Although I’m now the proud owner of a Piper Saratoga, it took me several hundred hours of flying before I didn’t have to ask permission to use someone else’s airplane. Along the way, I’ve found that rental airplanes and even those operated by solo owners and partnerships have, shall we say, uneven characteristics. It’s like Forrest Gump’s box of chocolates—you never know what you’re going to get.
For example, a large flying club I was in a few years back had a pair of Cessna Cardinal RGs. They were getting a bit long in the tooth, but were roomy and relatively fast, and they were good cross-country airplanes. They also were configured basically the same, with two nav/comms but little else: no autopilot, for example, GPS or DME. After getting to know them both, I came to prefer the blue-and-white one over the orange version, since it was a bit younger and cleaner. Neither let me down, but one was sold to someone outside the club and, shortly thereafter, another pilot landed the remaining Cardinal RG gear-up.
Soon my membership in that club ended, placing me back in the mix for rental airplanes. As it happened, close friends with a Skyhawk saw my pain and let me fly their pride and joy. It was about as close as one could get to ownership without a large cash outlay. I grew spoiled. That blissful period ended, of course, placing me back in the position of using other airplanes.

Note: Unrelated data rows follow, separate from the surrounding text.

PR #657, opened 2019-12-05
[hub] update package.json

kerzhner:


packages/hub/package.json
```diff
@@ -12,8 +12,8 @@
     "db:migrate": "npx knex migrate:latest --knexfile lib/config/knexfile",
     "db:rollback": "npx knex migrate:rollback --knexfile lib/config/knexfile",
     "db:seed": "npx knex seed:run --knexfile lib/config/knexfile",
-    "hub:start": "node ./lib/hub/server.js",
-    "hub:watch": "nodemon --watch 'src/**/*' -e ts,tsx --exec ts-node ./src/hub/server.ts",
+    "hub:start:dev": "node ./lib/start-dev-server.js",
```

There was the FBO who refused to rent me a 172 because there was a single thunderstorm nearby. It was 50 miles off my route and headed the other way, but they still wouldn’t give me the keys. There were the Cessnas with doors and windows that randomly opened, the Bonanza with the emergency gear handle cover installed incorrectly and…you get the picture.
One airplane I borrowed recently broke something every other time I flew it. After a cross-country leg in good VFR, one of the voltage regulators took a break in the initial climb to the next destination. Resetting the alternator fixed the problem. As I was closing it after another flight, the cabin door handle broke off in my hand. The next morning, I had to borrow a screwdriver from the FBO to get into the airplane. And before I was finished with it, the airplane lost all comms one afternoon during my IFR arrival at a major airport, leaving me with only the transponder’s ident feature to respond to ATC. Thankfully, not all of the airplanes I’ve flown have been that…challenging when it comes to reliability.
With ownership comes responsibility, plus a depleted checkbook. But the benefits of knowing the airplane’s condition 100 percent of the time—and having the ability to do something about it—have eliminated huge portions of the frustration I experienced when flying other airplanes.